4. Try it by typing on command line:
julius-4.2.1 <span style= "font-weight:bold;" >//</span>output Julius rev.4.2.2-based on juliuslib rev.4.2.2 <span style= "Color:rgb (122, 8, 116);" ><strong> (</strong></span>fast<span style= "Color:rgb (122, 8, 116);" ><strong>) </strong></span> built <span style= "font-weight:bold;" >for</span> i686-pc-linux Copyright <span style= "Color:rgb (122, 8, 116); ><strong> (</strong></span>c<span style= "Color:rgb (122, 8, 116);" ><strong>) </strong></span> 1991-2012 Kawahara Lab, Kyoto University Copyright <span style= " Color:rgb (122, 8, 116); " ><strong> (</strong></span>c<span style= "Color:rgb (122, 8, 116);" ><strong>) </strong></span> 1997-2000 information-technology Promotion Agency, Japan Copyright <span style= "Color:rgb (122, 8, 116); ><strong> (</strong></span>c<span style= "Color:rgb (122, 8, 116);"><strong>) </strong></span> 2000-2005 Shikano Lab., Nara Institute of science and technology Copyright <span style= "Color:rgb (122, 8, 116); ><strong> (</strong></span>c<span style= "Color:rgb (122, 8, 116);" ><strong>) </strong></span> 2005-2012 Julius project team, Nagoya Institute of technology Try <SP An style= "Color:rgb (255, 0, 0); > '-setting ' </span> <span style= "font-weight:bold;"

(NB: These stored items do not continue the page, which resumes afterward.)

PR #4207, opened 2020-10-06
Jackett "Standalone" aka build using .NET

publicarray:
_Motivation:_  https://github.com/SynoCommunity/spksrc/issues/3697#issuecomment-698116461
_Linked issues:_ #3697

CC @m4tt075

**Caveats:**
* Only `x64`, `ARM 8` and `ARM 7` are supported, ~~so I've moved it to a new package: `jackett-dotnet`~~
~~* Currently the .NET framework keeps data in `~/.dotnet`, so I used `docker run --name spksrc --rm -it -v $HOME/git/spksrc:/spksrc:delegated -v :/root/.dotnet synocommunity/spksrc:latest /bin/bash` to run docker~~

Build: https://github.com/publicarray/spksrc/releases/tag/jackett-dotnet-0.16.1583

### Checklist
- [x] Build rule `all-supported` completed successfully
- [x] Package upgrade completed successfully
- [x] New installation of package completed successfully

PR #4306, opened 2020-12-13
dotnet-runtime 3.1.10

publicarray:
_Motivation:_  In the future having a single runtime allows us to update it independently of the dotnet apps. Reduces overall system file size.
_Linked issues:_  #4207 

The installation method is not my preferred method to do this, it just runs a script that downloads the runtime from Microsoft and extracts the binary during install time. yuck.

An alternative is to compile it using these instructions https://github.com/dotnet/runtime/blob/master/docs/workflow/README.md Just note the runtime repo is over 300mb while the script mentioned above only downloads a ~30mb binary.

### Checklist
- [x] Install works on DSM7 when compiled on the dsm7 branch
[dotnet-runtime_x64-7.0_3.1.10-1.zip](https://github.com/SynoCommunity/spksrc/files/5684012/dotnet-runtime_x64-7.0_3.1.10-1.zip)

Proof:

```sh
seby@NAS:~$ /volume1/@appstore/dotnet-runtime/dotnet --list-runtimes
Microsoft.NETCore.App 3.1.10 [/volume1/@appstore/dotnet-runtime/shared/Microsoft.NETCore.App]
```

Packages that depend on this runtime must set `DOTNET_ROOT=/volume1/@appstore/dotnet-runtime`

Can someone confirm this also works on dsm6 ?


DigitalBox98:
I got this package build as well on my repo and I have noticed the "sponge" utility was required in the docker image.
So I have to "apt-get install moreutils" before having the SPK build sucessfully

hgy59:
> 
> 
> I got this package build as well on my repo and I have noticed the "sponge" utility was required in the docker image.
> So I have to "apt-get install moreutils" before having the SPK build sucessfully

moreutils was added for sponge to the development evironment and to the Dockerfile.
current docker image is located in the github project registry: `ghcr.io/synocommunity/spksrc:latest`

publicarray:
@DigitalBox98 if you are interested in .net you might like the SDK https://github.com/publicarray/spksrc/releases/tag/dotnet-fix

hgy59:
@publicarray, I think you can close this, it's outdated.
Meanwile we do have dotnet runtime packages for version 6, 8 and 9.

And IMHO it does not make sense to create dotnet-sdk packages.

Additionally:
- For DSM < 7, the packages must include an updated libstdc++ and dotnet must be patched to use it, so the download at installation time wouldn't work
- It is not possible to install runtime and sdk in parallel (only one dotnet is found in the path) and we can't have a common root path for different versions or runtime and sdk into the same `DOTNET_ROOT` path (or we would need such a path outside /var/packages/...)

publicarray:
Thanks @hgy59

>for</span> built-in engine configuration. Try <span style= "Color:rgb (255, 0, 0); > '-help ' </span> <span style= "font-weight:bold;" >for</span> run <span style= "Font-weight:bold;" >time</span> options. |
5. Last additional thing needed to run Julius smoothly are a julius-voxforge package which can being installed via Apt-get by Typing in command line:
<span style= "Color:rgb (194, 12, 185); ><strong>sudo</strong></span> <span style= "Color:rgb (194, 12, 185); ><strong>apt-get install</strong></span> Julius-voxforge |
That's all now you can start to configure it, because it's not coming configured just out of the box. I'll write a post in next few days about the basic configuration to which link'll be is added here.
Precautions:
The commands in 1.readme have changed:
sudo mkdfa.pl sample
Export Tmp=/tmp
Using Julius to build a speech recognition engine here is the dictation program, which can be used for a continuous speech recognition, and mainly for Chinese:
I. Basic structure of the speech recognition engine
Basic all the open source speech recognition engine is the following structure, including: Sphinx,julius, and so on, the following mainly take Julius as an example, explain the relevant content:
1.Acoustic model (Acoustic model): Used for the identification of phonemes.
The technology used:
1) HMM (Hiden Mokov Model):
2) GMM (Gaussian Mixture Model):
3) Dfa&nfa:
Build your own acoustic model:
The tools you can use:
2.Phoneme Dictionary (pronunciation dictionary): used for the recognition of words.
Build Your own pronunciation dictionary:
The tools you can use:
3.Language model: Used for recognition of statements.
Build Your own pronunciation dictionary:
The tools you can use:
The above three 3=>2=>1 in turn into a dependency, as long as the above three are configured, a speech recognition engine is set up, the other is to use the development package to provide APIs for custom development.
Two. Specific operation
Taking sample of Julius-voxforge as an example, the use of Julius mainly involves three files:
1.sample.grammar: Language grammar.
2. Sample.voca: Pronunciation dictionary.
3. julian.jconf: The primary configuration file for the speech recognition engine. Here you specify the three main elements of face reading.
As for other documents:
Sample.dfa
Sample.dict
Sample.term
are automatically generated---mkdfa.pl sample by command.